Input data Block Start
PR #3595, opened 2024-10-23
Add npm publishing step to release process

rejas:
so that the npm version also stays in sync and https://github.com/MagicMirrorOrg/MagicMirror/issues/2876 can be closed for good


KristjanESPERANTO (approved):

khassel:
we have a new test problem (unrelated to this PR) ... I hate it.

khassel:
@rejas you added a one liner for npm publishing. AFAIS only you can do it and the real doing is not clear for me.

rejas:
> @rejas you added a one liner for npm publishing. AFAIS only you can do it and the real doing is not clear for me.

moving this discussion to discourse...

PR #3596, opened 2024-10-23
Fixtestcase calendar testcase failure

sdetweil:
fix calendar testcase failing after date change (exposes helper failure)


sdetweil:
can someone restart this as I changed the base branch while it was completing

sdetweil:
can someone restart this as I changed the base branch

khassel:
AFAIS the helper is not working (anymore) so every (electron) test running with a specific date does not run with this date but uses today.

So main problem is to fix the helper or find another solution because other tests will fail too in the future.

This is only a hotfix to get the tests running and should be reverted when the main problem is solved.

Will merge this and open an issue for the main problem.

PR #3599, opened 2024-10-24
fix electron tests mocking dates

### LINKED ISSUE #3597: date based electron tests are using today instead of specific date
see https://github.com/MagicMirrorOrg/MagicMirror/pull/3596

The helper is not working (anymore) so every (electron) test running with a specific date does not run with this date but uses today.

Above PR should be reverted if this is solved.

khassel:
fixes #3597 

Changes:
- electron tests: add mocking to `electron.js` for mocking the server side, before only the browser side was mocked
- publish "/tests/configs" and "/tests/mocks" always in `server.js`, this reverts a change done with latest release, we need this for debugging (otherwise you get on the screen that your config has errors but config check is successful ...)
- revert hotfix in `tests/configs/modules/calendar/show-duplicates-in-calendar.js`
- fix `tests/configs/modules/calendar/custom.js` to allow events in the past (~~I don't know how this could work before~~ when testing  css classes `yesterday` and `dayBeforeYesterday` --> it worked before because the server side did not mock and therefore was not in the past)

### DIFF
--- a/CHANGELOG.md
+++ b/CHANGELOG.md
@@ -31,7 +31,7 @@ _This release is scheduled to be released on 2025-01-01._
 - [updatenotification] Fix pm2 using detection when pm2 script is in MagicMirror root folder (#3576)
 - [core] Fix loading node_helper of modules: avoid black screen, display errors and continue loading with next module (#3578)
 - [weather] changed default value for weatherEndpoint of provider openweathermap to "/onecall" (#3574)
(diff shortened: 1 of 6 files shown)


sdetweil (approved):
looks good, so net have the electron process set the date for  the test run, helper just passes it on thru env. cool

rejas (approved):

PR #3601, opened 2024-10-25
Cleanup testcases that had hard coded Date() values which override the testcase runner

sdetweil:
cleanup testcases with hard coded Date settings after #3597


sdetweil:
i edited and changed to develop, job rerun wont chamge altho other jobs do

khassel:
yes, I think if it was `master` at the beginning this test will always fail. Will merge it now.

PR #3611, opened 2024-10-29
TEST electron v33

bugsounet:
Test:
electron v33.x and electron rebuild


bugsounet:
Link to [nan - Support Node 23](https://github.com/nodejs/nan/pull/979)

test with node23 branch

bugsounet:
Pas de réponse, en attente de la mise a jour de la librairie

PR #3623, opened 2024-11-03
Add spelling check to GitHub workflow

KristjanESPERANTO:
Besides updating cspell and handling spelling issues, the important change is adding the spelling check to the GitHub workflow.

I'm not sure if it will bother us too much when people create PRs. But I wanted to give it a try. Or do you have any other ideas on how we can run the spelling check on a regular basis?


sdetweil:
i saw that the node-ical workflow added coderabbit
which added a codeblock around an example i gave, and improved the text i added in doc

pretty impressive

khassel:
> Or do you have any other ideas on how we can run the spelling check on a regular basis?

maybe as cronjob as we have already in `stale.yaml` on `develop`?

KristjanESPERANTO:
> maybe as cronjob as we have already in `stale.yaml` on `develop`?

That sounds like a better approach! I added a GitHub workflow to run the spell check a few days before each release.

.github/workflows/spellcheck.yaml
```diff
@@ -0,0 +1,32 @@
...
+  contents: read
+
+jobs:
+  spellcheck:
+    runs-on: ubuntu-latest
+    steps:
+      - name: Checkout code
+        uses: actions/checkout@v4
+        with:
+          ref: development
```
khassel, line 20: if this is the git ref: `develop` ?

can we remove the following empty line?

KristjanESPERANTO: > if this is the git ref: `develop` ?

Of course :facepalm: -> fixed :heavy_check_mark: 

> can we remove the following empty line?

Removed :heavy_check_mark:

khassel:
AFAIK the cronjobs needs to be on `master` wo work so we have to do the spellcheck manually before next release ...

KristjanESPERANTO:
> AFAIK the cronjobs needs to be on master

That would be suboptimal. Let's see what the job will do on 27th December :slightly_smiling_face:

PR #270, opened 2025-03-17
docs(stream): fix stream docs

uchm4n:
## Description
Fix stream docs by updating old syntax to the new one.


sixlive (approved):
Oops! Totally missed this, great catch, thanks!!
Input data Block End
__Task directions__
Which lines of the records contain the word "spelling"? Copy each of them.

__Response__
Add spelling check to GitHub workflow
Besides updating cspell and handling spelling issues, the important change is adding the spelling check to the GitHub workflow.
I'm not sure if it will bother us too much when people create PRs. But I wanted to give it a try. Or do you have any other ideas on how we can run the spelling check on a regular basis?
> Or do you have any other ideas on how we can run the spelling check on a regular basis?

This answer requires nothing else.